PR #1316, opened 2021-03-23
string accessor: move back to ByteBuffer for Android

junr03:
Description: in general java String usage accross the JNI layer is precarious. Reverting usage back to ByteBuffer.
Risk Level: low 
Testing: tested with modified dispatcher code in example app that accessed the installed string accessor in MainActivity.kt

### DIFF
--- a/examples/kotlin/hello_world/MainActivity.kt
+++ b/examples/kotlin/hello_world/MainActivity.kt
@@ -18,6 +18,7 @@ import io.envoyproxy.envoymobile.shared.Failure
 import io.envoyproxy.envoymobile.shared.ResponseRecyclerViewAdapter
 import io.envoyproxy.envoymobile.shared.Success
 import java.io.IOException
+import java.nio.ByteBuffer
 import java.util.concurrent.Executors
 import java.util.concurrent.TimeUnit
 
@@ -48,7 +49,7 @@ class MainActivity : Activity() {
       .addPlatformFilter { DemoFilter() }
       .addPlatformFilter { BufferDemoFilter() }
       .addPlatformFilter { AsyncDemoFilter() }
-      .addStringAccessor("demo-accessor", { "PlatformString" })
+      .addStringAccessor("demo-accessor", { ByteBuffer.wrap("PlatformString".toByteArray(Charsets.UTF_8)) })
       .addNativeFilter("envoy.filters.http.buffer", "{\"@type\":\"type.googleapis.com/envoy.extensions.filters.http.buffer.v3.Buffer\",\"max_request_bytes\":5242880}")
       .setOnEngineRunning { Log.d("MainActivity", "Envoy async internal setup completed") }
       .build()
--- a/examples/kotlin/hello_world/MainActivity.kt
+++ b/examples/kotlin/hello_world/MainActivity.kt
@@ -49,7 +49,7 @@ class MainActivity : Activity() {
       .addPlatformFilter { DemoFilter() }
       .addPlatformFilter { BufferDemoFilter() }
       .addPlatformFilter { AsyncDemoFilter() }
-      .addStringAccessor("demo-accessor", { ByteBuffer.wrap("PlatformString".toByteArray(Charsets.UTF_8)) })
+      .addStringAccessor("demo-accessor", { "PlatformString" })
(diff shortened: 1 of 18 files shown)


examples/kotlin/hello_world/MainActivity.kt
```diff
@@ -48,7 +49,7 @@ class MainActivity : Activity() {
       .addPlatformFilter { DemoFilter() }
       .addPlatformFilter { BufferDemoFilter() }
       .addPlatformFilter { AsyncDemoFilter() }
-      .addStringAccessor("demo-accessor", { "PlatformString" })
+      .addStringAccessor("demo-accessor", { ByteBuffer.wrap("PlatformString".toByteArray(Charsets.UTF_8)) })
```
buildbreaker, line 52: What's fun is that this doesn't catch the existing issue... :(

buildbreaker (dismissed):
Do we have an issue for patching up the test scenarios here @junr03 ?

If not, I can create one for us

library/kotlin/io/envoyproxy/envoymobile/EngineBuilder.kt
```diff
@@ -162,7 +163,7 @@ open class EngineBuilder(
    *
    * @return this builder.
    */
-  fun addStringAccessor(name: String, accessor: () -> String): EngineBuilder {
+  fun addStringAccessor(name: String, accessor: () -> ByteBuffer): EngineBuilder {
```
goaway, line 166: IMO the public interface should still return a String. We can map it to ByteBuffer behind the scenes.

goaway: Also why not use the ByteArray directly? We can't predict the lifetime of its usage, so we have to do a copy anyways - might as well just do it via the critical array copy that we already have.

buildbreaker: @goaway I feel like we can revisit our ByteBuffer versus ByteArray conversation again. Though I do agree if we can have a String interface but internally, it just transforms to a ByteBuffer, that would be nice

goaway: My point though is that we're converting to a byte array and then wrapping with a byte buffer when we already support passing byte array directly.

examples/kotlin/hello_world/MainActivity.kt
junr03: Yeah, this only tests the install path, not the usage path.

When I originally implemented the change I modified the Http::Dispatcher to access the string, and obviously also tested using our internal filters. I failed to do that when I modified to String before :/, which is why I didn't catch the issues I am fixing now.

We could create a filter in Envoy Mobile that tests the example accessors. I will do a subsequent PR for that. We will just not install the filter in our private build.

library/kotlin/io/envoyproxy/envoymobile/EngineBuilder.kt
junr03: @buildbreaker @goaway updated. Pretty pleased with how it came out. Easy and ergonomic for the user, and consistent with prior JNI experience under the hood. Lmk what you think.

library/java/io/envoyproxy/envoymobile/engine/types/EnvoyStringAccessor.java
```diff
@@ -1,5 +1,7 @@
 package io.envoyproxy.envoymobile.engine.types;
 
+import java.nio.ByteBuffer;
```
goaway, line 3: Looks like this can be dropped. :)

goaway (approved):
Looks good - see minor comment above. Thanks for updating!

examples/kotlin/hello_world/MainActivity.kt
buildbreaker: https://github.com/envoyproxy/envoy-mobile/issues/1317!

junr03: @buildbreaker already have the test code written. Will add in a subsequent PR. Thanks for creating the issue.

buildbreaker (approved):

INSTRUCTIONS TO FOLLOW
If a line in the records contains the word "this", copy it out.

EXERCISE OUTPUT
buildbreaker, line 52: What's fun is that this doesn't catch the existing issue... :(
    * @return this builder.
junr03: Yeah, this only tests the install path, not the usage path.
goaway, line 3: Looks like this can be dropped. :)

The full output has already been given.